WHAT YOU NEED TO DO — Retype only what runs from the line that contains "Make PaperTrail.enabled= affect all threads" through the last line of the listing below, both lines included.

┏━━

PR #723, opened 2016-03-03
Make PaperTrail.enabled= affect all threads

jaredbeck:
- Fixes https://github.com/airblade/paper_trail/issues/635
- A subset of https://github.com/airblade/paper_trail/pull/720, this PR does not include the railtie config option


batter:
:+1:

┗━━

OUTPUT —
Make PaperTrail.enabled= affect all threads

jaredbeck:
- Fixes https://github.com/airblade/paper_trail/issues/635
- A subset of https://github.com/airblade/paper_trail/pull/720, this PR does not include the railtie config option


batter:
:+1:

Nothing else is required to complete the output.